What you will do. Return each record shown below exactly, with none omitted.

Material provided.
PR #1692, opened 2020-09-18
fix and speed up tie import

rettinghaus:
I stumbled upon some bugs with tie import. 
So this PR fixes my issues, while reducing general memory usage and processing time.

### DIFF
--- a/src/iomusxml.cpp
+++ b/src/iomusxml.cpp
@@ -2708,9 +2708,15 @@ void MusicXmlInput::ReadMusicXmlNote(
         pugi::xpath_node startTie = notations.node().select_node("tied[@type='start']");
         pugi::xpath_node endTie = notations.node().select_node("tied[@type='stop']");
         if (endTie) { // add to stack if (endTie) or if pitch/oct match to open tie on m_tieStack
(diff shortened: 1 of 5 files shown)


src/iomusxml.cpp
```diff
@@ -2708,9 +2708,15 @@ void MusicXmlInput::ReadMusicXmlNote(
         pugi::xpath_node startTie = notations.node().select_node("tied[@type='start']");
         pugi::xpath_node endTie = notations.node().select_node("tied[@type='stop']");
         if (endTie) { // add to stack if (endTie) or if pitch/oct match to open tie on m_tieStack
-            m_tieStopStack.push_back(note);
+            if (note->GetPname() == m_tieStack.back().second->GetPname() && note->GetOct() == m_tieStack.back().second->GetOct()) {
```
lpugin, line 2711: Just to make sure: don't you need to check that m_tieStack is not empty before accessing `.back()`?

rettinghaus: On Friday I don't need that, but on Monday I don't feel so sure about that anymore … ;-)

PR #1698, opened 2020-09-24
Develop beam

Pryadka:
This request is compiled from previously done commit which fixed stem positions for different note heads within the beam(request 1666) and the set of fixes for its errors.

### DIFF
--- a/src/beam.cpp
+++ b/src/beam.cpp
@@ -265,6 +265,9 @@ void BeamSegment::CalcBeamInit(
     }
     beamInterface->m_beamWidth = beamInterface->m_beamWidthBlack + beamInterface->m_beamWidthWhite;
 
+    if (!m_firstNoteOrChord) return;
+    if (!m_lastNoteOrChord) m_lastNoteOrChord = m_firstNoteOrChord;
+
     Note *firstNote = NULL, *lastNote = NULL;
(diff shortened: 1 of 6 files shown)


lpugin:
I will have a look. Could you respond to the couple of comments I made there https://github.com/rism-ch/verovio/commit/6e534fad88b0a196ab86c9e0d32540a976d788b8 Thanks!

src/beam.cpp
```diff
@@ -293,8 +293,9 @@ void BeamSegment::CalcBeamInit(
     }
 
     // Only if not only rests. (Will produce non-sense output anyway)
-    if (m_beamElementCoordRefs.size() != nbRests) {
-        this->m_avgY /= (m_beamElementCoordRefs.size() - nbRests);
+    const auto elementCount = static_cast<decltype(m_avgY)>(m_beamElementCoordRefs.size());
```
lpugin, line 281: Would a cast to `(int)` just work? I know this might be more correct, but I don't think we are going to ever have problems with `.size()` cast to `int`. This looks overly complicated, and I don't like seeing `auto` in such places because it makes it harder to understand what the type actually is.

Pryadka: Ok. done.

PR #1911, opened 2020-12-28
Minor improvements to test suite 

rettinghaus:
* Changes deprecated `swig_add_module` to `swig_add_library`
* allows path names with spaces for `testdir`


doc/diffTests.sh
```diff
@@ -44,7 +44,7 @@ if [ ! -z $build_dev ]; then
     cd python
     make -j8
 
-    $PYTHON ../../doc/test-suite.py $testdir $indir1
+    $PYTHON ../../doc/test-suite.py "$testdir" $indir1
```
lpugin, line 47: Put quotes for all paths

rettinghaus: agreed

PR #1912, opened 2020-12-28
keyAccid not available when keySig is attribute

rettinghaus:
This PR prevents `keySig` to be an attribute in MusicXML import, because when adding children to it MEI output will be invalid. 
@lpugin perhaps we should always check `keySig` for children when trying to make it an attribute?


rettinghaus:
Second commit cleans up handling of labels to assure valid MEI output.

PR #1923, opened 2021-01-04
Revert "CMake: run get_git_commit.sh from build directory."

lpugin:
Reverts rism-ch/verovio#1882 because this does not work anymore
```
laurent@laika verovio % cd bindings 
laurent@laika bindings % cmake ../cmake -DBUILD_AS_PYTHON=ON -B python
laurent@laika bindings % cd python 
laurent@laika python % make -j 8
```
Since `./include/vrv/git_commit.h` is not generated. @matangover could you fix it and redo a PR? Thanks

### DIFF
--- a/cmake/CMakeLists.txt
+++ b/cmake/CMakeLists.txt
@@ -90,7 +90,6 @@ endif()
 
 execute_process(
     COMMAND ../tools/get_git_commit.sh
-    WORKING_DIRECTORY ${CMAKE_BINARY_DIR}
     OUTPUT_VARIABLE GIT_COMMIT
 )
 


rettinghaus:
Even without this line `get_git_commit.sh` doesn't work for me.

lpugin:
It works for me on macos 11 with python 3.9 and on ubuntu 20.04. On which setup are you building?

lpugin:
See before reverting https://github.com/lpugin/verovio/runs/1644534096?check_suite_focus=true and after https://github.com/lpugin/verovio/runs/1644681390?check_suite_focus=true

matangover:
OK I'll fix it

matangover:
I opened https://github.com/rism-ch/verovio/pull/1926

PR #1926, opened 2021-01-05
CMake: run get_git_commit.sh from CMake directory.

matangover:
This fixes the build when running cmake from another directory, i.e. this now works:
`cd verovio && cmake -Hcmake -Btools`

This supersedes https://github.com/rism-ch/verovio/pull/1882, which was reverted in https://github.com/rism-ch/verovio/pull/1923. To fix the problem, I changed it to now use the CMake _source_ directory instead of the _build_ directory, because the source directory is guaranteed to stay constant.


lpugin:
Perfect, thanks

Written solution.
PR #1692, opened 2020-09-18
fix and speed up tie import

rettinghaus:
I stumbled upon some bugs with tie import. 
So this PR fixes my issues, while reducing general memory usage and processing time.

### DIFF
--- a/src/iomusxml.cpp
+++ b/src/iomusxml.cpp
@@ -2708,9 +2708,15 @@ void MusicXmlInput::ReadMusicXmlNote(
         pugi::xpath_node startTie = notations.node().select_node("tied[@type='start']");
         pugi::xpath_node endTie = notations.node().select_node("tied[@type='stop']");
         if (endTie) { // add to stack if (endTie) or if pitch/oct match to open tie on m_tieStack
(diff shortened: 1 of 5 files shown)


src/iomusxml.cpp
```diff
@@ -2708,9 +2708,15 @@ void MusicXmlInput::ReadMusicXmlNote(
         pugi::xpath_node startTie = notations.node().select_node("tied[@type='start']");
         pugi::xpath_node endTie = notations.node().select_node("tied[@type='stop']");
         if (endTie) { // add to stack if (endTie) or if pitch/oct match to open tie on m_tieStack
-            m_tieStopStack.push_back(note);
+            if (note->GetPname() == m_tieStack.back().second->GetPname() && note->GetOct() == m_tieStack.back().second->GetOct()) {
```
lpugin, line 2711: Just to make sure: don't you need to check that m_tieStack is not empty before accessing `.back()`?

rettinghaus: On Friday I don't need that, but on Monday I don't feel so sure about that anymore … ;-)

PR #1698, opened 2020-09-24
Develop beam

Pryadka:
This request is compiled from previously done commit which fixed stem positions for different note heads within the beam(request 1666) and the set of fixes for its errors.

### DIFF
--- a/src/beam.cpp
+++ b/src/beam.cpp
@@ -265,6 +265,9 @@ void BeamSegment::CalcBeamInit(
     }
     beamInterface->m_beamWidth = beamInterface->m_beamWidthBlack + beamInterface->m_beamWidthWhite;
 
+    if (!m_firstNoteOrChord) return;
+    if (!m_lastNoteOrChord) m_lastNoteOrChord = m_firstNoteOrChord;
+
     Note *firstNote = NULL, *lastNote = NULL;
(diff shortened: 1 of 6 files shown)


lpugin:
I will have a look. Could you respond to the couple of comments I made there https://github.com/rism-ch/verovio/commit/6e534fad88b0a196ab86c9e0d32540a976d788b8 Thanks!

src/beam.cpp
```diff
@@ -293,8 +293,9 @@ void BeamSegment::CalcBeamInit(
     }
 
     // Only if not only rests. (Will produce non-sense output anyway)
-    if (m_beamElementCoordRefs.size() != nbRests) {
-        this->m_avgY /= (m_beamElementCoordRefs.size() - nbRests);
+    const auto elementCount = static_cast<decltype(m_avgY)>(m_beamElementCoordRefs.size());
```
lpugin, line 281: Would a cast to `(int)` just work? I know this might be more correct, but I don't think we are going to ever have problems with `.size()` cast to `int`. This looks overly complicated, and I don't like seeing `auto` in such places because it makes it harder to understand what the type actually is.

Pryadka: Ok. done.

PR #1911, opened 2020-12-28
Minor improvements to test suite 

rettinghaus:
* Changes deprecated `swig_add_module` to `swig_add_library`
* allows path names with spaces for `testdir`


doc/diffTests.sh
```diff
@@ -44,7 +44,7 @@ if [ ! -z $build_dev ]; then
     cd python
     make -j8
 
-    $PYTHON ../../doc/test-suite.py $testdir $indir1
+    $PYTHON ../../doc/test-suite.py "$testdir" $indir1
```
lpugin, line 47: Put quotes for all paths

rettinghaus: agreed

PR #1912, opened 2020-12-28
keyAccid not available when keySig is attribute

rettinghaus:
This PR prevents `keySig` to be an attribute in MusicXML import, because when adding children to it MEI output will be invalid. 
@lpugin perhaps we should always check `keySig` for children when trying to make it an attribute?


rettinghaus:
Second commit cleans up handling of labels to assure valid MEI output.

PR #1923, opened 2021-01-04
Revert "CMake: run get_git_commit.sh from build directory."

lpugin:
Reverts rism-ch/verovio#1882 because this does not work anymore
```
laurent@laika verovio % cd bindings 
laurent@laika bindings % cmake ../cmake -DBUILD_AS_PYTHON=ON -B python
laurent@laika bindings % cd python 
laurent@laika python % make -j 8
```
Since `./include/vrv/git_commit.h` is not generated. @matangover could you fix it and redo a PR? Thanks

### DIFF
--- a/cmake/CMakeLists.txt
+++ b/cmake/CMakeLists.txt
@@ -90,7 +90,6 @@ endif()
 
 execute_process(
     COMMAND ../tools/get_git_commit.sh
-    WORKING_DIRECTORY ${CMAKE_BINARY_DIR}
     OUTPUT_VARIABLE GIT_COMMIT
 )
 


rettinghaus:
Even without this line `get_git_commit.sh` doesn't work for me.

lpugin:
It works for me on macos 11 with python 3.9 and on ubuntu 20.04. On which setup are you building?

lpugin:
See before reverting https://github.com/lpugin/verovio/runs/1644534096?check_suite_focus=true and after https://github.com/lpugin/verovio/runs/1644681390?check_suite_focus=true

matangover:
OK I'll fix it

matangover:
I opened https://github.com/rism-ch/verovio/pull/1926

PR #1926, opened 2021-01-05
CMake: run get_git_commit.sh from CMake directory.

matangover:
This fixes the build when running cmake from another directory, i.e. this now works:
`cd verovio && cmake -Hcmake -Btools`

This supersedes https://github.com/rism-ch/verovio/pull/1882, which was reverted in https://github.com/rism-ch/verovio/pull/1923. To fix the problem, I changed it to now use the CMake _source_ directory instead of the _build_ directory, because the source directory is guaranteed to stay constant.


lpugin:
Perfect, thanks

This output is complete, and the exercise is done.